No thanks. In 2026 I want HA and replication out of the box without the insanity.
Came to say the same thing. Personally I'd only touch Postgres in a couple cases.
1. Downtime doesn't matter. 2. Paying someone else (eg. AWS) to manage redundancy and fail-over.
It just feels crazy to me that Postgres still doesn't have a native HA story since I last battled with this well over a decade ago.
You exceeded the step of maxing out the best server you can buy?
HA is not about exceeding the limits of a server. Its about still serving traffic when that best server I bought goes offline (or has failed memory chip, or a disk or... ).
Exactly my thoughts immediately after reading the word âjustâ. Also, PITR.
This is the future of all devtools in the AI era. There's no reason for tool innovation because we'll just use whatever AIs know best which will always be the most common thing in their training data. It's a self-reinforcing loop. The most common languages, tools, libraries of today are what we will be stuck with for the foreseeable future.
Is that any different from "we'll just use whatever devs know best, which will always be the most common thing?"
eg Python, react... very little OCaml, Haskell, etc.

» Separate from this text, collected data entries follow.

PR #549, opened 2022-12-30
Update events forwarder cache to run cleanup manually when cache expires

wl-yankabuki:
Relates to the following issue: https://github.com/patrickmn/go-cache/issues/141

**Description**
The caching dependency is not running the cleanup properly due to how the cache is implemented in the events forwarder client. 

The cache implementation only runs calls `OnEvict` each `cleanupInterval`, for each cache item that is expired. Whenever we try to use a cached connection that is expired, we create a new connection, which in turn uses a new expiration date.

If we try to access a cached connection that is expired but not properly evicted, we will end up replacing it before calling the `close()` procedure and we will end up with opened grpc connections. 

***

The pipeline change is necessary due to Github updating its [ubuntu-latest image to Ubuntu 22.04 ](https://github.com/actions/runner-images) and [Ubuntu 22.04 not being supported by K3s](https://pkg.go.dev/github.com/orlangure/gnomock/preset/k3s)

### DIFF
--- a/internal/adapters/events/forwarder_client.go
+++ b/internal/adapters/events/forwarder_client.go
@@ -54,7 +54,7 @@ type ForwarderClient struct {
 
 // NewForwarderClient instantiate a new grpc forwarder client.
 func NewForwarderClient() *ForwarderClient {
-	cache := cache.New(24*time.Hour, 25*time.Hour)
+	cache := cache.New(24*time.Hour, 0)
 	cache.OnEvicted(func(_key string, clientFromCache interface{}) {
 		ForwarderClient := clientFromCache.(*grpc.ClientConn)
 		ForwarderClient.Close()
@@ -150,6 +150,7 @@ func (f *ForwarderClient) getGrpcClient(address Address) (pb.GRPCForwarderClient
 		if err != nil {
 			return nil, err
 		}
+		f.c.DeleteExpired()
 		f.c.Set(string(address), client, cache.DefaultExpiration)
 		return pb.NewGRPCForwarderClient(client), nil
 	}
--- a/internal/adapters/events/forwarder_client_test.go
+++ b/internal/adapters/events/forwarder_client_test.go
@@ -33,7 +33,6 @@ import (
 
 	"testing"
 
-	"github.com/patrickmn/go-cache"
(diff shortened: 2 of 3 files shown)


internal/adapters/events/forwarder_client.go
```diff
@@ -54,7 +54,7 @@ type ForwarderClient struct {
 
 // NewForwarderClient instantiate a new grpc forwarder client.
 func NewForwarderClient() *ForwarderClient {
-	cache := cache.New(24*time.Hour, 25*time.Hour)
+	cache := cache.New(24*time.Hour, 0)
```
tobiasbu, line 57: Why `0`?

internal/adapters/events/forwarder_client_test.go
```diff
@@ -204,9 +190,7 @@ func TestForwarderClient_SendRoomStatus(t *testing.T) {
 				)
 				require.NoError(t, err)
 			}
-			f := &ForwarderClient{
-				c: tt.fields.c,
-			}
+			f := NewForwarderClient()
```
tobiasbu, line 193: Nice!

tobiasbu (commented):
LGTM!

internal/adapters/events/forwarder_client.go
wl-yankabuki: 0 disables the janitor go routine that runs the cache evictions.
Since we are doing this manually, we don't need to use this

manuellysuzik:
LGTM!

manuellysuzik (approved):

henrod:
Not sure I got it. Aren't the clients being closed in the OnEvict method? How are the connections being kept open?

wl-yankabuki:
> Not sure I got it. Aren't the clients being closed in the OnEvict method? How are the connections being kept open?

The OnEvict is not guaranteed to run for all cache items. The execution of this function only happens in the cleanup ticket that runs in a goroutine. If you replace the cache item after its expiration, but before the goroutine execution, the onEvict is never called, since the map item is replaced with the new one with a different expiration time.

image

henrod (approved):
LGTM

PR #553, opened 2023-02-09
Add game to forward player event

wl-yankabuki:
### Fix

During the update from v9 to next, we stopped filling the game field to be sent by the events forwarder implementation.
In v9: https://github.com/topfreegames/maestro/blob/b20b9b51722b5333b6a53ae6033d6bd05ae9397c/eventforwarder/forward.go#L193

This change will instead of passing the game in the metadata, pass it using the room.Game field that is already available in the proto for player events.


tobiasbu (approved):
LGTM!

Get AWS to actually support pgvectorscale and timescaledb for RDS or Aurora and then maybe... sigh....
I feel like this is selling redis short on its features.
Im also curious about benchmark results.
Lots of familiar things here except for this UNLOGGED table as a cache thing. That's totally new to me. Has someone benched this approach against memcached and redis ? I'm extremely skeptical PGs query / protocol overheads are going to be competitive with memcached, but I'm making this up and have nothing to back it up.
Its not only about performance, Redis data structures offer an even more advanced caching and data processing. I even use Redis as a cache for ClickHouse.
Nice! How do you "preinstall the extensions" so that you can have eg timescaledb and others available to install in your Postgres? Do you need to install some binaries first?
Good stuff, I turned my gist into an info site and searchable directory (and referenced this article as well, which seems to pay homage to my gist, which in turn inspired the site)
https://PostgresIsEnough.dev
This is a good summary, though I'd love to see a "High Availability and Automated Failover" entry in that table.